GPU kernels won't have either exception handling or RTTI
Just like the majority of real-world C++ projects which avoid these features because of
significant programming and performance overhead.
"not even Nvidia's libcu++ can mimic the C++ standard library" and no SYCL specification currently even attempts to solve this
It does not need to. SYCL is a C++ class abstraction framework, it relies on standard C++17 compilers to provide
C++ Standard Library and
Standard Template Library, and most implementations use Clang/LLVM.
libcu++ allows parallel heterogeneous memory access to objects in local and system memory, and SYCL is supposed to do the same by analyzing the source code with an optimizing compiler for each specific implementation's device targets and runtime.
The "no compromise" solution ... is providing vendor specific APIs like CUDA or HIP while ignoring BS like OpenCL
You want to replace open APIs and open-source tools for multiple platforms with a single proprietary API (since HIP is a verbatim copy of CUDA) that's only available on Linux and Windows. It's probably fine for HPC workloads, which run on specific fixed hardware and software configurations, but it will be a nightmare for anyone else.

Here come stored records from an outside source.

PR #207, opened 2020-02-09
#1430: Firefox - retaining focus for multiple selections

chrismiceli:
select modified text to allow further operations without reselecting text.


chrismiceli:
We'll just want to make sure we don't regress https://www.pgdp.net/c/tasks.php?action=show&task_id=1747 that @cpeel fixed.

cpeel:
Great fix!

PR #209, opened 2020-02-10
Jquery min

chrismiceli:
Use min version of jquery to save ~180kb
downloaded from https://code.jquery.com/jquery-3.3.1.min.js


chrismiceli:
I'm not sure if this was discussed before, but this should save some bytes when visiting pages. I know it is most of the time cached anyway though. For reviewing, you can md5 the file and compare to https://code.jquery.com/jquery-3.3.1.min.js to ensure I'm not injecting anything malicious.

cpeel:
This is a good idea. I don't want to take it at this time only because I've already upgraded the version in the Unicode branch to 3.4.1 and used the minified version there and I don't think it's worth dealing with the merge conflict on that since it is most often cached. See also https://github.com/cpeel/dproofreaders/commit/68f62549db6715c82bcdab5a9970bfdd38d4843e

chrismiceli:
Thanks, that makes sense @cpeel. I don't want to make those merged any more difficult than I'm sure it's going to be. I checked the unicode branch though and still see 3.3.1. Did you not push upstream yet? https://github.com/DistributedProofreaders/dproofreaders/tree/unicode/pinc/3rdparty/jquery

cpeel:
I have not. I am waiting to land Ray's upload branch (code complete as of today), then rebase and force push. Should be done in a day or two when I find time.

PR #213, opened 2020-02-16
#1822: Change the default PM page view from 'Basic Page'

chrismiceli:
change default when creating users table
create script to alter existing table for upgrade


SETUP/upgrade/13/20200215_alter_pm_default.php
```diff
@@ -0,0 +1,19 @@
+<?php
```
cpeel: `SETUP/upgrade/13` was for the R202002 release that just went out, create a new `SETUP/upgrade/14` directory and put this in there.

PR #217, opened 2020-02-18
Allow \n and treat as newline character

chrismiceli:
image

### DIFF
--- a/tools/proofers/srchrep.php
+++ b/tools/proofers/srchrep.php
@@ -17,7 +17,7 @@ function do_replace()
     var search_textbox = document.getElementById('search');
     var search = search_textbox.value;
     var regex_checkbox = document.getElementById('is_regex');
-    var replacetext = document.getElementById('replace').value.replace(new RegExp('\\\\n', 'g'), '\n');
+    var replacetext = document.getElementById('replace').value.replace(new RegExp('\\\\n', 'g'), '\r\n');
     save_text();
     var is_regex = regex_checkbox.checked;
     if (!is_regex)
@@ -131,7 +131,6 @@ window.onload = test_and_enable_nonregex;
     <input type="button" id='undo' value="<?php echo attr_safe(_("Undo.")); ?>" onClick="restore_saved_text()" disabled>
 </center>
 </form>
-<p><?php echo _("Note: \\n will be treated as a newline in the replace field."); ?></p>
 <p><?php echo _("Warning: Undo is only possible for the most recent replace!"); ?></p>
 <p id='regex_help_title' onclick='toggle_regex_help();'><span id='regex_arrow'>&#9654;</span>
 <?php echo _('Regular Expression?'); ?></p>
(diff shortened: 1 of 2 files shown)


chrismiceli:
I added a small note to increase the discoverability of this feature. I can remove if desired.

tools/proofers/srchrep.php
```diff
@@ -131,6 +131,7 @@ function preg_quote(str)
     <input type="button" id='undo' value="<?php echo attr_safe(_("Undo.")); ?>" onClick="restore_saved_text()" disabled>
 </center>
 </form>
+<p><?php echo _("Note: \\n will be treated as a newline in the replace field."); ?></p>
```
srjfoo: Am I correct that \n is available only for regex s/r? If so, this note might be better off in the "Regular Expression?" help area. Otherwise, I have a slight preference for removing the note.

chrismiceli: No, checking the regular expression checkbox is not required. That checkbox controls what text will get selected to be replaced, not what it will be replaced with. This change would disallow replacing with the text "\n" and always interpreting that as a newline character.

Thanks for your opinion on the note.

chrismiceli:
I just realized I should replace with \r\n so please don't merge until I fix that.

tools/proofers/srchrep.php
srjfoo: > No, checking the regular expression checkbox is not required. That checkbox controls what text will get selected to be replaced, not what it will be replaced with. This change would disallow replacing with the text "\n" and always interpreting that as a newline character.
> 
Thanks for the clarification -- I was forgetting that (I'm used to `\n` being used only in regexes, both for search and replace).
> Thanks for your opinion on the note.
It's not that I don't like things to be documented -- I am just very leery about adding text to the s/r window. I'd rather keep the actual s/r form simple and slim. I notice, though, that search/replace is not documented in the prooffacehelp for either the standard or enhanced version -- I think this would be a good place to document it. We could also consider adding something to the "Proofing Interface tips and tricks" DP wiki page.

srjfoo: > ... search/replace is not documented in the prooffacehelp for either the standard or enhanced version -- I think this would be a good place to document it.

There appears to be a request to add documentation for search/replace as [task 1740](https://www.pgdp.net/c/tasks.php?action=show&task_id=1740)

cpeel: I would prefer we punt documenting this into task 1740 and just do the replacement. The odds of someone wanting to do a replace with a '\n' and not mean a newline is almost nil.

Let's remove the hint para and add comment in task 1740 on what needs to be included for it in the search/replace doc update.

srjfoo: Works for me.

chrismiceli: I updated the code to remove the note and I can take a look at 1740.

chrismiceli:
> 
> 
> I just realized I should replace with \r\n so please don't merge until I fix that.

This is resolved.

PR #218, opened 2020-02-20
Rename glyphsets to character suites

cpeel:
@jmdyck asserts that 'glyphset' is inaccurate and could be confusing. This is a proposal to change them to "character suites" or charsuites for short. I'm interested in other developers' thoughts on this change.

I'm on the fence. We've already established the term Glyphset with the community and it is referenced in several places in the wiki and forums. I also dislike this monolithic change-the-world commit but the effort to rewrite history to be consistent is *way* more work than I am interested in doing. I also don't find the term "glyph" to be inaccurate or confusing, but am willing to entertain that it might be for others.


70ray:
Perhaps just change 'glyph' to 'character' and so on in the translatable strings.

lhamilton1:
I approve

lhamilton1:
I suspect we'll be better off switching to character suite since it is more accurate. Glyph sounds lovely and sort of mysterious and magical but over time, being accurate will probably be best.

PR #475, opened 2020-10-20
Project.inc: Use modern DPDatabase::query, escaping, sprintf

bpfoley:
Tested by browsing a bunch of project-related pages on pgdp.org

### DIFF
--- a/pinc/Project.inc
+++ b/pinc/Project.inc
@@ -31,9 +31,10 @@ class Project
             $sql = sprintf("
                 SELECT *
                 FROM projects
-                WHERE projectid = '%s'
-            ", mysqli_real_escape_string(DPDatabase::get_connection(), $arg));
-            $res = mysqli_query(DPDatabase::get_connection(), $sql) or die(DPDatabase::log_error());
+                WHERE projectid = '%s'",
+                DPDatabase::escape($arg)
+            );
+            $res = DPDatabase::query($sql);
             $row = mysqli_fetch_assoc($res);
             if (!$row)
             {
@@ -119,11 +120,14 @@ class Project
             return;
         }
 
-        $imso_res = mysqli_fetch_assoc(mysqli_query(DPDatabase::get_connection(), "
+        $sql = sprintf("
             SELECT full_name, credit
             FROM image_sources
-            WHERE code_name = '$this->image_source'
-        "));
+            WHERE code_name = '%s'",
+            DPDatabase::escape($this->image_source)
+        );
+        $result = DPDatabase::query($sql);
+        $imso_res = mysqli_fetch_assoc($result);
         $this->image_source_name = $imso_res['full_name'];
         $this->image_source_credit = $imso_res['credit'];
     }
@@ -163,11 +167,11 @@ class Project
         {
             return false;
         }
-
+        validate_projectID($this->projectid);
         $sql = "
             ALTER TABLE $this->projectid CONVERT TO CHARACTER SET utf8mb4;
         ";
-        $result = mysqli_query(DPDatabase::get_connection(), $sql);
+        $result = DPDatabase::query($sql, False);
         if(!$result)
         {
             throw new UTF8ConversionException(
@@ -187,11 +191,12 @@ class Project
         $sql = sprintf("
             SELECT projectid
             FROM project_charsuites
-            WHERE charsuite_name='%s'
-        ", mysqli_real_escape_string(DPDatabase::get_connection(), $charsuite->name));
+            WHERE charsuite_name='%s'",
+            DPDatabase::escape($charsuite->name)
+        );
 
         $projectids = [];
-        $result = mysqli_query(DPDatabase::get_connection(), $sql);
+        $result = DPDatabase::query($sql);
         while($row = mysqli_fetch_assoc($result))
         {
             $projectids[] = $row['projectid'];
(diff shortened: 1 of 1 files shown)


pinc/Project.inc
```diff
@@ -534,11 +541,12 @@ class Project
 
         $projectid = $this->projectid;
         $page_image_names = array();
-        $res = mysqli_query(DPDatabase::get_connection(), "
+        $sql = "
```
cpeel, line 544: Somewhat frustratingly, we can't rely on `$this->projectid` to be a valid project id. There are object construction paths that could mean it is anything. To ensure this is a valid project name, and not an injection attack, you can put a `validate_projectID($projectid);` before building the SQL.

pinc/Project.inc
```diff
@@ -777,24 +787,30 @@ EOS;
             $values[] = "('$this->projectid', '$state')";
```
cpeel, line 787: We should escape these values as well.

pinc/Project.inc
```diff
@@ -777,24 +787,30 @@ EOS;
...
     {
         global $pguser;
 
-        $states_str = surround_and_join( $states, "'", "'", ", " );
-        mysqli_query(DPDatabase::get_connection(), "
+        $projectid_clause = sprintf(
+            "projectid='%s'",
+            DPDatabase::escape($this->projectid)
+        );
+        $states_str = surround_and_join($states, "'", "'", ", ");
```
cpeel, line 806: `surround_and_join()` doesn't escape any of the states. It would probably be easiest if we built this the same way `add_holds()` does.

pinc/Project.inc
bpfoley: OK. It feels like I've had to scatter a bunch of validate_projectIDs around the place, which won't be great for performance. That said, they're all near DB queries, so I'm sure it's lost in the noise.

I'm not sure how `class Project` is designed, but... ordinarily wouldn't we solve this by making the validity of projectid a class invariant that's enforced by allowing only the constructor (and specific methods) to modify (and validate) $this->projectid, and making $projectid private?

pinc/Project.inc
bpfoley: Done.

pinc/Project.inc
bpfoley: Yeah, it's better for 'symmetry' between the two implementations too. Done.

pinc/Project.inc
```diff
@@ -252,13 +257,14 @@ class Project
                 $charsuite->title
             ));
         }
-
+        validate_projectID($this->projectid);
```
cpeel, line 260: You don't need this because `$this->projectid` is not being used as a table, but as a field you are already escaping.

pinc/Project.inc
```diff
@@ -270,13 +276,14 @@ class Project
         {
             return;
         }
-
+        validate_projectID($this->projectid);
```
cpeel, line 279: Ditto - don't need here.

pinc/Project.inc
```diff
@@ -294,13 +301,14 @@ class Project
         }
 
         // load regular character suites
-        $sql = "
+        validate_projectID($this->projectid);
```
cpeel, line 304: Ditto - don't need here.

pinc/Project.inc
```diff
@@ -718,11 +728,15 @@ EOS;
         }
 
         // Save $topic_id in db and in $this.
-        $update_project = mysqli_query(DPDatabase::get_connection(), "
+        validate_projectID($this->projectid);
```
cpeel, line 731: Ditto - don't need here.

pinc/Project.inc
```diff
@@ -736,15 +750,15 @@ EOS;
     {
         global $site_name, $code_url;
 
-        $projectid = $this->projectid;
+        validate_projectID($this->projectid);
```
cpeel, line 753: Not sure why this one is here at all.

pinc/Project.inc
```diff
@@ -755,11 +769,14 @@ EOS;
     // Return an array containing the states for which this project has holds.
     {
         $hold_states = array();
-        $res = mysqli_query(DPDatabase::get_connection(), "
+        validate_projectID($this->projectid);
```
cpeel, line 772: Ditto - don't need here.

pinc/Project.inc
```diff
@@ -866,37 +896,45 @@ XML;
     {
         $original_marc_array = $marc_record->get_yaz_array();
 
-        mysqli_query(DPDatabase::get_connection(), "
+        validate_projectID($this->project_id);
```
cpeel, line 899: Ditto - don't need here.

pinc/Project.inc
cpeel: Well it's because you did it wrong. We only need them in places where it is then used as a table name in an SQL statement.

cpeel: https://www.pgdp.net/wiki/DP_Code_Best_Practices#Validating_project_tables

bpfoley: Ah, I see. Removed as requested.

pinc/Project.inc
```diff
@@ -866,37 +891,44 @@ XML;
...
+        );
     }
 
     // Update the updated_* columns for this project's MARC record
     public function save_marc_record($marc_record)
     {
         $updated_marc_array = $marc_record->get_yaz_array();
-
-        mysqli_query(DPDatabase::get_connection(), "
+        validate_projectID($this->project_id);
```
cpeel, line 908: You don't need this.

pinc/Project.inc
```diff
@@ -866,37 +891,44 @@ XML;
...
+        DPDatabase::query($sql);
     }
 
     // Load the updated MARC record for this project
     public function load_marc_record()
     {
         $updated_record = new MARCRecord();
-
-        $result = mysqli_query(DPDatabase::get_connection(), "
+        validate_projectID($this->project_id);
```
cpeel, line 924: Ditto.

pinc/Project.inc
```diff
@@ -991,11 +1023,15 @@ XML;
...
 {
-    $res = mysqli_query(DPDatabase::get_connection(), "
+    $sql = sprintf("
         SELECT *
         FROM project_holds
-        WHERE projectid='$projectid' and state='$state'
-    ") or die(DPDatabase::log_error());
+        WHERE projectid='%s'
+            AND state='%s'",
+            DPDatabase::escape($projectid),
```
cpeel, line 1031: Too much indent here and line below.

neither AMD or Nvidia really cares about OpenCL anymore. Nvidia doesn't even send any representatives for SYCL
there's wolves (AMD & Nvidia) pretending to be among the sheep herd (Codeplay & Intel)
Is this is really Khronos' fault? Anyway, there are several open-source SYCL implementations which target OpenCL C source code, CUDA/HIP source code, Vulkan SPIR-V byte code, CUDA PTX bytecode, and even DXIL bytecode (with DXIL translation tools).
There's no conformance tests for this so this can't really be enforced
Khronos does perform
OpenCL conformance tests for its members.
Looks like some MMU page table restriction to me. Nvidia GPUs support a
large virtual address space (
49-bit on Pascal / Turing) since Kepler, but their CUDA implementations only allow
GPU memory 'oversubscription' - i.e. allocating system memory to the GPU virtual address space - in Linux, bit not Windows or MacOS, and their WDDM drivers only support
40-bit GPU virtual address space (1TB).
until WDDM ships with at least the same capabilities then there's no room for ROCm on Windows.
WDDM 2.7 and Windows 10 version 2004 introduce a lightweight
compute-only driver model (MCDM) and a new feature level (1_0_CORE) which only support the Direct3D12 compute pipeline, but not display or rendering pipeline capabilities. This is similar to
Tesla Computing Cluster (TCC) mode for Tesla / Quadro drivers.